### Source records
<<<<

PR #241, opened 2021-05-17
remove geometric boundary mask

tkarna:
Firedrake boundary method `'geometric'` has been removed in firedrakeproject/firedrake#2007

~For most (all?) Thetis use cases there's actually no difference between _geometric_ and _topological_ boundary masks (e.g. P1DG).~

The top/bottom facet mask indices have now been implemented manually.

### DIFF
--- a/thetis/utility.py
+++ b/thetis/utility.py
@@ -147,6 +147,23 @@ def get_functionspace(mesh, h_family, h_degree, v_family=None, v_degree=None,
     return constructor(mesh, elt, **kwargs)
 
 
+def get_extruded_base_element(ufl_element):
+    """
+    Return UFL TensorProductElement of an extruded UFL element.
+
+    In case of a non-extruded mesh, returns the element itself.
+    """
+    if isinstance(ufl_element, ufl.HDivElement):
+        ufl_element = ufl_element._element
+    if isinstance(ufl_element, ufl.MixedElement):
+        ufl_element = ufl_element.sub_elements()[0]
+    if isinstance(ufl_element, ufl.VectorElement):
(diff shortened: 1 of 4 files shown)


wence-:
> (e.g. P1DG).

I'm guessing there isn't a difference because you use equispaced DG nodes?

tkarna:
Yes, we need equispaced for e.g. the slope limiters to work

thetis/utility.py
```diff
@@ -884,18 +903,11 @@ def __init__(self, input_2d, output_3d, elem_height=None):
...
-        if ufl_elem.family() == 'TensorProductElement':
-            # a normal tensorproduct element
-            family_3dh = ufl_elem.sub_elements()[0].family()
-            if family_2d != family_3dh:
-                raise Exception('2D and 3D spaces do not match: {0:s} {1:s}'.format(family_2d, family_3dh))
+        base_element_3d = get_extruded_base_element(self.fs_3d.ufl_element())
+        assert isinstance(base_element_3d, ufl.TensorProductElement)
+        family_3dh = base_element_3d.sub_elements()[0].family()
+        if family_2d != family_3dh:
+            raise Exception('2D and 3D spaces do not match: {0:s} {1:s}'.format(family_2d, family_3dh))
```
jwallwork23, line 910: Could maybe write another utility function called something like `check_element_consistency_2d-3d`, since this is repeated a couple of times later?

jwallwork23 (approved):
Looks good to me! Just one minor suggestion.

thetis/utility.py
tkarna: Yeah, sure. Will do in another PR.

>>>>

Output each entry exactly. Leave none out.

### Solution to this task
PR #241, opened 2021-05-17
remove geometric boundary mask

tkarna:
Firedrake boundary method `'geometric'` has been removed in firedrakeproject/firedrake#2007

~For most (all?) Thetis use cases there's actually no difference between _geometric_ and _topological_ boundary masks (e.g. P1DG).~

The top/bottom facet mask indices have now been implemented manually.

### DIFF
--- a/thetis/utility.py
+++ b/thetis/utility.py
@@ -147,6 +147,23 @@ def get_functionspace(mesh, h_family, h_degree, v_family=None, v_degree=None,
     return constructor(mesh, elt, **kwargs)
 
 
+def get_extruded_base_element(ufl_element):
+    """
+    Return UFL TensorProductElement of an extruded UFL element.
+
+    In case of a non-extruded mesh, returns the element itself.
+    """
+    if isinstance(ufl_element, ufl.HDivElement):
+        ufl_element = ufl_element._element
+    if isinstance(ufl_element, ufl.MixedElement):
+        ufl_element = ufl_element.sub_elements()[0]
+    if isinstance(ufl_element, ufl.VectorElement):
(diff shortened: 1 of 4 files shown)


wence-:
> (e.g. P1DG).

I'm guessing there isn't a difference because you use equispaced DG nodes?

tkarna:
Yes, we need equispaced for e.g. the slope limiters to work

thetis/utility.py
```diff
@@ -884,18 +903,11 @@ def __init__(self, input_2d, output_3d, elem_height=None):
...
-        if ufl_elem.family() == 'TensorProductElement':
-            # a normal tensorproduct element
-            family_3dh = ufl_elem.sub_elements()[0].family()
-            if family_2d != family_3dh:
-                raise Exception('2D and 3D spaces do not match: {0:s} {1:s}'.format(family_2d, family_3dh))
+        base_element_3d = get_extruded_base_element(self.fs_3d.ufl_element())
+        assert isinstance(base_element_3d, ufl.TensorProductElement)
+        family_3dh = base_element_3d.sub_elements()[0].family()
+        if family_2d != family_3dh:
+            raise Exception('2D and 3D spaces do not match: {0:s} {1:s}'.format(family_2d, family_3dh))
```
jwallwork23, line 910: Could maybe write another utility function called something like `check_element_consistency_2d-3d`, since this is repeated a couple of times later?

jwallwork23 (approved):
Looks good to me! Just one minor suggestion.

thetis/utility.py
tkarna: Yeah, sure. Will do in another PR.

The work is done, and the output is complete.